Records from a collection
———

PR #1603, opened 2024-08-06
exchange/websocket, gateio: Rename/export package again, add websocket request functions for futures trading

shazbert:
# PR Description

* Adds functions for trading using websocket connection. 
* Correctly routes outbound requests through available connection dependant on asset settlement
* Integrates an independant wrapper function for websocket outbound orders

## Type of change

Please delete options that are not relevant and add an `x` in `[]` as item is complete.

- [ ] Bug fix (non-breaking change which fixes an issue)
- [x] New feature (non-breaking change which adds functionality)
- [ ] Breaking change (fix or feature that would cause existing functionality to not work as expected)
- [ ] This change requires a documentation update

## How has this been tested

Please describe the tests that you ran to verify your changes. Provide instructions so we can reproduce. Please also list any relevant details for your test configuration and
also consider improving test coverage whilst working on a certain feature or package.

- [ ] go test ./... -race
- [ ] golangci-lint run
- [ ] Test X

## Checklist

- [ ] My code follows the style guidelines of this project
- [ ] I have performed a self-review of my own code
- [ ] I have commented my code, particularly in hard-to-understand areas
- [ ] I have made corresponding changes to the documentation and regenerated documentation via the documentation tool
- [ ] My changes generate no new warnings
- [ ] I have added tests that prove my fix is effective or that my feature works
- [ ] New and existing unit tests pass locally and on Github Actions with my changes
- [ ] Any dependent changes have been merged and published in downstream modules

PR #1670, opened 2024-10-09
bybit: enable multiconnection handling across websocket endpoints

shazbert:
# PR Description

* Expand websocket handling to concurrently allow processing for CoinMarginedFutures, USDTMarginedFutures, USDCMarginedFutures, Options. 
* Implement dedicated connection for private data.

NOTE: This is a nice size PR for just functionality expansion, I will build outbound request functions for trading on top of this in a future PR. Here's the dependency: #1603

Fixes # 

* 🐛 ~DOGEUSDT wasn't being processed correctly so used `MatchSymbolWithAvailablePairs` because there was no delimiter.~ This was merged upstream.

## Type of change

## How has this been tested

- [ ] go test ./... -race
- [ ] golangci-lint run
- [ ] Test X

## Checklist


exchanges/bybit/bybit_websocket.go
```diff
@@ -792,3 +740,162 @@ const subTplText = `
...
+		return currency.EMPTYPAIR, 0, fmt.Errorf("category '%s' not supported for incoming symbol '%s'", category, symbol)
+	}
+	var err error
+	for _, a := range assets {
+		var cp currency.Pair
+		if cp, err = by.MatchSymbolWithAvailablePairs(symbol, a, hasPotentialDelimiter(a)); err == nil {
+			return cp, a, nil
+		}
+	}
+	return currency.EMPTYPAIR, 0, err
```
gloriousCode, line 900:
```go
	for _, a := range assets {
		cp, err := by.MatchSymbolWithAvailablePairs(symbol, a, hasPotentialDelimiter(a))
		if err != nil {
			return currency.EMPTYPAIR, 0, err
		}
		return cp, a, nil
	}
	return currency.EMPTYPAIR, 0, nil
```
I think its an improvement to readability to not try funny business with err handling and such

exchanges/bybit/bybit_websocket.go
```diff
@@ -792,3 +740,162 @@ const subTplText = `
...
+// TODO: Remove this function when template expansion is across all assets
+func (by *Bybit) generateAuthSubscriptions() (subscription.List, error) {
+	if !by.Websocket.CanUseAuthenticatedEndpoints() {
+		return nil, nil
+	}
+	var subscriptions subscription.List
+	for _, channel := range []string{chanPositions, chanExecution, chanOrder, chanWallet} {
+		subscriptions = append(subscriptions, &subscription.Subscription{
+			Channel: channel,
+			Pairs:   currency.Pairs{currency.EMPTYPAIR}, // This is a placeholder, the actual pair is not required for these channels
```
gloriousCode, line 860: Is pairs required to be filled? Have you tried not sending pairs?

gloriousCode (changes requested):
Nice work shazbert, I'm quite happy with a lot of the work

exchanges/bybit/bybit_websocket.go
```diff
@@ -313,14 +240,51 @@ func (by *Bybit) wsHandleData(assetType asset.Item, respRaw []byte) error {
...
 	case chanPositions:
 		return by.wsProcessPosition(&result)
 	case chanExecution:
-		return by.wsProcessExecution(asset.Spot, &result)
+		return by.wsProcessExecution(&result)
 	case chanOrder:
-		return by.wsProcessOrder(asset.Spot, &result)
+		// Below provides a way of matching an order change to a websocket request. There is no batch support for this
+		// so the first element will be used to match the order ID.
+		if id, err := jsonparser.GetString(respRaw, "data", "[0]", "orderId"); err == nil {
```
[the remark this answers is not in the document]
shazbert: Nice catch this was actually updated to that in the request PR built on this. 🚀 I will roll that update here.

exchanges/bybit/bybit_websocket.go
```diff
@@ -792,3 +740,162 @@ const subTplText = `
...
+// TODO: Remove this function when template expansion is across all assets
+func (by *Bybit) handleSubscriptionNonTemplate(ctx context.Context, conn websocket.Connection, a asset.Item, operation string, channelsToSubscribe subscription.List) error {
+	payloads, err := by.handleSubscriptionsNonTemplate(conn, a, operation, channelsToSubscribe)
+	if err != nil {
+		return err
+	}
+	for _, payload := range payloads {
+		if a == asset.Options {
+			// The options connection does not send the subscription request id back with the subscription notification payload
+			// therefore the code doesn't wait for the response to check whether the subscription is successful or not.
```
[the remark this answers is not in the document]
shazbert: Going to be RM'd anyway

docs/ADD_NEW_EXCHANGE.md
```diff
@@ -1178,7 +1178,7 @@ Please test all `pair` commands to disable and enable different assets types to
 - `get` to ensure correct enabled and disabled pairs for a supported asset type.
 - `disableasset` to ensure disabling of entire asset class and associated unsubscriptions.
 - `enableasset` to ensure correct enabling of entire asset class and associated subscriptions.
-- `disable` to ensure correct disabling of pair(s) and and associated unsubscriptions.
+- `disable` to ensure correct disabling of pair(s) and associated unsubscriptions.
```
gbjk: 🐒 This monkey thinks `unsubscription` isn't a real word, and "disabling X and associated subscriptions" is the same as "disabling [...] subscriptions"
```suggestion
- `disable` to ensure correct disabling of pair(s) and associated subscriptions.
```

exchanges/gateio/gateio.go
```diff
@@ -187,8 +187,9 @@ func timeInForceFromString(tif string) (order.TimeInForce, error) {
 
 // Gateio is the overarching type across this package
 type Gateio struct {
-	Counter common.Counter // Must be first	due to alignment requirements
 	exchange.Base
+
+	messageIDSeq  common.Counter
```
gbjk, line 193: 🐒 For GateIO, can't we just use uuid.UUID V7. Particularly [google's implementation](https://pkg.go.dev/github.com/google/uuid#NewV7)

exchange/websocket/connection.go
```diff
@@ -111,23 +111,23 @@ type Response struct {
...
+	URL                  string
+	ProxyURL             string
+	Wg                   *sync.WaitGroup
+	Connection           *gws.Conn
+	shutdown             chan struct{}
+	Match                *Match
+	ResponseMaxLimit     time.Duration
+	Traffic              chan struct{}
+	readMessageErrors    chan error
+	requestIDGenerator   func() int64
```
gbjk, line 131: 🐒  I think if we're touching this, we should change to string.
Most sane APIs would support a uuid, and uuid v7 is sequential. `uuid.Must(uuid.NewV7)`
```suggestion
	requestIDGenerator   func() string
```
Optionally I'd guess to allow errors. I don't have a generator I'd want to use that'd return an error, though.

exchanges/bybit/bybit.go
```diff
@@ -27,7 +27,9 @@ import (
 // Bybit is the overarching type across this package
 type Bybit struct {
 	exchange.Base
-	account accountTypeHolder
+
+	messageIDSeq common.Counter
```
gbjk, line 33: 🐒 For Bybit, can't we just use uuid.UUID V7. Particularly [google's implementation (https://pkg.go.dev/github.com/google/uuid#NewV7)
Docs say it's just a string.

exchanges/bybit/bybit_websocket.go
```diff
@@ -799,3 +747,164 @@ const subTplText = `
 func hasPotentialDelimiter(a asset.Item) bool {
 	return a == asset.Options || a == asset.USDCMarginedFutures
 }
+
+// TODO: Remove this function when template expansion is across all assets
+func (by *Bybit) submitSubscriptionNonTemplate(ctx context.Context, conn websocket.Connection, a asset.Item, operation string, channelsToSubscribe subscription.List) error {
```
gbjk: 🐒 I'm not wild about needing to do this, but it'll get us further faster we just take this step first.
However even in the short term, I think `NonTemplate` is better as `NoTemplate` or `WithoutTemplate`.
But I'd argue for just `submitSimpleSubscription` or `submitDirectSubscription`

exchanges/bybit/bybit_websocket.go
```diff
@@ -799,3 +747,164 @@ const subTplText = `
...
+			}
+		}
+		if operation == "unsubscribe" {
+			err = by.Websocket.RemoveSubscriptions(conn, payload.associatedSubs...)
+		} else {
+			err = by.Websocket.AddSubscriptions(conn, payload.associatedSubs...)
+		}
+		if err != nil {
+			return err
+		}
```
gbjk: 🦍 Signatures are the same, so optionally could use this pattern.
`op` can move out of the for loop, obviously.
```suggestion
		op := by.Websocket.AddSubscriptions
		if operation == "unsubscribe" {
			op = by.Websocket.RemoveSubscriptions
		}
		if err := op(conn, payload.associatedSubs...); err != nil {
			return err
		}
```

exchanges/bybit/bybit_websocket.go
```diff
@@ -799,3 +747,164 @@ const subTplText = `
...
+	}
+	return nil
+}
+
+// TODO: Remove this function when template expansion is across all assets
+func (by *Bybit) handleSubscriptionsNonTemplate(conn websocket.Connection, assetType asset.Item, operation string, channelsToSubscribe subscription.List) ([]SubscriptionArgument, error) {
```
gbjk: 🐒 This isn't actually handling anything.
```suggestion
func (by *Bybit) directSubscriptionPayload(conn websocket.Connection, assetType asset.Item, operation string, channelsToSubscribe subscription.List) ([]SubscriptionArgument, error) {
```

exchanges/bybit/bybit_websocket.go
```diff
@@ -799,3 +747,164 @@ const subTplText = `
...
+		var pair currency.Pair
+		if len(s.Pairs) > 1 {
+			return nil, subscription.ErrNotSinglePair
+		}
+		if len(s.Pairs) == 1 {
+			pair = s.Pairs[0]
+		}
+		switch s.Channel {
+		case chanOrderbook:
+			arg.Arguments = append(arg.Arguments, fmt.Sprintf("%s.%d.%s", s.Channel, 50, pair.Format(pairFormat).String()))
```
gbjk: 🐒 pairFormat.Format appears to do this in one go.
Also think get can get away with pairFmt
🌴 This monkey lives in multiple trees below too.
```suggestion
			arg.Arguments = append(arg.Arguments, fmt.Sprintf("%s.%d.%s", s.Channel, 50, pairFmt.Format(pair)))
```

exchanges/bybit/bybit_test.go
```diff
@@ -3211,21 +3188,36 @@ var pushDataMap = map[string]string{
...
+	"Private Greek":    `{ "id": "592324fa945a30-2603-49a5-b865-21668c29f2a6", "topic": "greeks", "creationTime": 1672364262482, "data": [ { "baseCoin": "ETH", "totalDelta": "0.06999986", "totalGamma": "-0.00000001", "totalVega": "-0.00000024", "totalTheta": "0.00001314" } ] }`,
+	"Execution":        `{"id": "592324803b2785-26fa-4214-9963-bdd4727f07be", "topic": "execution", "creationTime": 1672364174455, "data": [ { "category": "linear", "symbol": "XRPUSDT", "execFee": "0.005061", "execId": "7e2ae69c-4edf-5800-a352-893d52b446aa", "execPrice": "0.3374", "execQty": "25", "execType": "Trade", "execValue": "8.435", "isMaker": false, "feeRate": "0.0006", "tradeIv": "", "markIv": "", "blockTradeId": "", "markPrice": "0.3391", "indexPrice": "", "underlyingPrice": "", "leavesQty": "0", "orderId": "f6e324ff-99c2-4e89-9739-3086e47f9381", "orderLinkId": "", "orderPrice": "0.3207", "orderQty":"25","orderType":"Market","stopOrderType":"UNKNOWN","side":"Sell","execTime":"1672364174443","isLeverage": "0","closedSize": "","seq":4688002127}]}`,
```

———

» **Task details**: Find how many lines in the entries above use the word "SubscriptionArgument". Write the number alone.

» **Finished exercise**: 2